▸ **Exercise aim**: Each entry must be restated exactly as it appears.

▸ **Provided entries**:
- Opening Delimiter -

PR #362, opened 2018-06-01
add clickable context

chrismohr:
The primary goal was to remove the last of the css for the `Block` component. 

The rule is that a `Block` needs to be 100% width, when nested within a `Clickable` component.

To achieve this, I added a clickable Context Provider. 

This led to some challenges in our snapshot tests, which I've addressed to the best of my current ability, but I suspect there is room for improvement.

### DIFF
--- a/src/components/Block/Block.test.tsx
+++ b/src/components/Block/Block.test.tsx
@@ -1,27 +1,21 @@
 /*! Copyright (c) Microsoft Corporation. All rights reserved. Licensed under the MIT license. */
 import * as React from 'react';
-import { createRenderer as createShallowRenderer } from 'react-test-renderer/shallow';
+import { create as createRenderer, ReactTestRendererJSON } from 'react-test-renderer';
 import { renderIntoDocument, findRenderedDOMComponentWithClass } from 'react-dom/test-utils';
 import Block, { GutterSize, TextColor, TextSize } from '.';
+import Clickable from '../Clickable';
 
-const shallowWithContext = (jsx: JSX.Element) => {
-  const renderer = createShallowRenderer();
-  renderer.render(jsx);
-  return renderer.getRenderOutput();
-};
-
-const renderWithoutContext = (jsx: JSX.Element) => {
-  const renderedText = renderIntoDocument(jsx) as Block;
-  return findRenderedDOMComponentWithClass(renderedText, 'y-block');
+const render = (jsx: JSX.Element) => {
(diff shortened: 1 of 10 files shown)


src/components/Block/Block.test.tsx
```diff
@@ -1,27 +1,21 @@
...
 describe('<Block />', () => {
-  let component: Element;
-  let componentWithContext: React.ReactElement<Block>;
+  let component: ReactTestRendererJSON | null;
+  let componentWithContext: ReactTestRendererJSON | null;
 
   describe('with default options', () => {
     beforeEach(() => {
-      componentWithContext = shallowWithContext(<Block>block content</Block>);
+      componentWithContext = render(<Block>block content</Block>);
```
chrismohr: Previously this would capture the context provider, which was good for ensuring that the correct value was set.  With the addition of the clickable context consumer tag, I'm having trouble finding a away to render it in a way that still captures it.

src/components/PreviewCard/PreviewCard.test.tsx
```diff
@@ -33,47 +33,58 @@ describe('<PreviewCard />', () => {
...
-          endEditingCallback();
-          component.update();
+          const renderedPreviewCard = renderIntoDocument(jsxComponent) as PreviewCard;
+          const renderedEditableText = findRenderedComponentWithType(renderedPreviewCard, EditableText);
+          (renderedEditableText.props.onEndEditing as Function)();
+          testComponent = findRenderedComponentWithType(renderedPreviewCard, PreviewCard as React.ClassType<
+            any,
+            any,
+            React.ComponentClass<{}>
+          >).render();
```
chrismohr: I don't yet understand why this gross casting was needed.

src/components/Block/Block.test.tsx
```diff
@@ -153,11 +146,27 @@ describe('<Block />', () => {
...
+        <Clickable>
+          <Block>block content</Block>
+        </Clickable>,
+      ) as Clickable;
+    });
+
+    it('matches its snapshot', () => {
+      expect(findRenderedDOMComponentWithClass(rendered, 'y-block')).toMatchSnapshot();
+    });
+  });
```
chrismohr: This is currently a bit of an integration test.

It might be better to mock the clickable context.

swese44: if it's more work i'd just leave as-is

- Closing Delimiter -

▸ **Response area**:
PR #362, opened 2018-06-01
add clickable context

chrismohr:
The primary goal was to remove the last of the css for the `Block` component. 

The rule is that a `Block` needs to be 100% width, when nested within a `Clickable` component.

To achieve this, I added a clickable Context Provider. 

This led to some challenges in our snapshot tests, which I've addressed to the best of my current ability, but I suspect there is room for improvement.

### DIFF
--- a/src/components/Block/Block.test.tsx
+++ b/src/components/Block/Block.test.tsx
@@ -1,27 +1,21 @@
 /*! Copyright (c) Microsoft Corporation. All rights reserved. Licensed under the MIT license. */
 import * as React from 'react';
-import { createRenderer as createShallowRenderer } from 'react-test-renderer/shallow';
+import { create as createRenderer, ReactTestRendererJSON } from 'react-test-renderer';
 import { renderIntoDocument, findRenderedDOMComponentWithClass } from 'react-dom/test-utils';
 import Block, { GutterSize, TextColor, TextSize } from '.';
+import Clickable from '../Clickable';
 
-const shallowWithContext = (jsx: JSX.Element) => {
-  const renderer = createShallowRenderer();
-  renderer.render(jsx);
-  return renderer.getRenderOutput();
-};
-
-const renderWithoutContext = (jsx: JSX.Element) => {
-  const renderedText = renderIntoDocument(jsx) as Block;
-  return findRenderedDOMComponentWithClass(renderedText, 'y-block');
+const render = (jsx: JSX.Element) => {
(diff shortened: 1 of 10 files shown)


src/components/Block/Block.test.tsx
```diff
@@ -1,27 +1,21 @@
...
 describe('<Block />', () => {
-  let component: Element;
-  let componentWithContext: React.ReactElement<Block>;
+  let component: ReactTestRendererJSON | null;
+  let componentWithContext: ReactTestRendererJSON | null;
 
   describe('with default options', () => {
     beforeEach(() => {
-      componentWithContext = shallowWithContext(<Block>block content</Block>);
+      componentWithContext = render(<Block>block content</Block>);
```
chrismohr: Previously this would capture the context provider, which was good for ensuring that the correct value was set.  With the addition of the clickable context consumer tag, I'm having trouble finding a away to render it in a way that still captures it.

src/components/PreviewCard/PreviewCard.test.tsx
```diff
@@ -33,47 +33,58 @@ describe('<PreviewCard />', () => {
...
-          endEditingCallback();
-          component.update();
+          const renderedPreviewCard = renderIntoDocument(jsxComponent) as PreviewCard;
+          const renderedEditableText = findRenderedComponentWithType(renderedPreviewCard, EditableText);
+          (renderedEditableText.props.onEndEditing as Function)();
+          testComponent = findRenderedComponentWithType(renderedPreviewCard, PreviewCard as React.ClassType<
+            any,
+            any,
+            React.ComponentClass<{}>
+          >).render();
```
chrismohr: I don't yet understand why this gross casting was needed.

src/components/Block/Block.test.tsx
```diff
@@ -153,11 +146,27 @@ describe('<Block />', () => {
...
+        <Clickable>
+          <Block>block content</Block>
+        </Clickable>,
+      ) as Clickable;
+    });
+
+    it('matches its snapshot', () => {
+      expect(findRenderedDOMComponentWithClass(rendered, 'y-block')).toMatchSnapshot();
+    });
+  });
```
chrismohr: This is currently a bit of an integration test.

It might be better to mock the clickable context.

swese44: if it's more work i'd just leave as-is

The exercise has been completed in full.